3. Maintain Parallel Operations Before Full Cutover
Running legacy and new systems in tandem for a limited time provides a fallback if initial migration glitches impact supply chain processes. Careful coordination is necessary to avoid duplication or contradictory data.
For example, a K12 STEM kit supplier maintained dual order processing platforms for six weeks, enabling continuous improvement teams to calibrate new workflows while preserving order accuracy. This approach cut potential order fulfillment errors by half during transition.
4. Use Data Quality as a Continuous Improvement Lever
Legacy systems often harbor data inaccuracies. Migration exposes these faults, creating a window to clean and standardize data.
One case saw a STEM curriculum developer improve vendor lead-time accuracy by 17% after revalidating supplier data in the new system. This data cleansing became part of their CIP, with monthly audits scheduled post-migration.
5. Prioritize Communication Across Functional Teams
Supply chain improvements are cross-functional; migrating systems amplifies the need for tight collaboration between procurement, warehouse, curriculum, and IT teams.
Weekly stand-ups became mandatory during migration in a K12 science equipment vendor, uncovering process bottlenecks early. Feedback collected through tools like Zigpoll identified specific pain points, allowing rapid adjustments.
6. Accept Incremental Gains, Avoid Over-ambitious Targets
Expecting large jumps in performance during migration is unrealistic. Small, consistent improvements in cycle time or cost-per-order add up.
A STEM robotics kit provider focused on reducing picking errors from 5.5% to 4.8% over three months post-migration. This incremental approach preserved morale and ensured steady CIP progress.
7. Invest in Training That Reflects New System Realities
Traditional supply-chain training modules often fail to address the nuances introduced by enterprise-migration.
One K12 education tech company customized their CIP training to include scenarios based on new workflows and error types identified after initial migration weeks. This tactical adjustment improved first-time order accuracy by 2.7 percentage points in the subsequent quarter.
8. Plan for Contingencies in Vendor and Partner Coordination
Supply chains supporting K12 STEM education depend heavily on external vendors. Migration-induced delays or miscommunications can disrupt delivery of specialized items like lab kits or 3D printers.
One STEM supply chain faced a 15% shipment delay spike immediately post-migration due to outdated vendor contact info and order format mismatches. Incorporating vendor readiness reviews into the CIP prevented similar issues in later migrations.

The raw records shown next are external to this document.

PR #23002, opened 2022-02-02
fixes #22988; leave Float alone for domain=RR

### LINKED ISSUE #22988: Evalf and round odd behaviour
`round_fun = lambda n: n.round(15)`

Suppose I have the following simple polynomial:
```
poly=S.One * 88341*x**2/100000
evaled = poly.evalf(n=25)
(evaled.xreplace({f: round_fun(f) for f in evaled.atoms(Float)})).as_poly()
```
The output is `Poly(0.88341*x**2, x, domain='RR')`.

But for the following poly:
```
poly=S.One * 88341*x**2/100000 - S.One*688*x*y/125 + S.One*2439*x/312500 + S.One*643*y**2/50 - S.One*29013*y/3125 + S.One*9766278/1953125
evaled = poly.evalf(n=25)
(evaled.xreplace({f: round_fun(f) for f in evaled.atoms(Float)})).as_poly()
```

9. Measure Employee Sentiment as a Proxy for Continuous Improvement Health
Continuous improvement is not solely about numbers. Employee engagement in new processes predicts long-term success.
Including tools like Google Forms, Pulse Surveys, or Zigpoll to gauge supply chain staff confidence before, during, and after migration revealed a direct correlation with downstream operational KPIs. Low morale correlated with upticks in order errors and delays.
What Didn’t Work: Lessons from the Field
- Ignoring legacy system quirks and trying to “force-fit” old workflows into new software led to process breakdowns.
- Overloading teams with simultaneous CIP projects during migration caused burnout and reduced focus.
- Underestimating data migration complexity delayed critical improvement cycles by months.
Careful sequencing of migration and continuous improvement efforts improved outcomes substantially.
Summary of Transferable Lessons
Migration disrupts continuous improvement but also opens opportunities to reset outdated processes and data hygiene. Success requires realistic metrics, focused change management, parallel systems operation, and cross-team communication.
Mid-level supply chain professionals in K12 STEM education should prepare for a measured, data-driven, and people-sensitive approach when refining their continuous improvement programs through enterprise migration.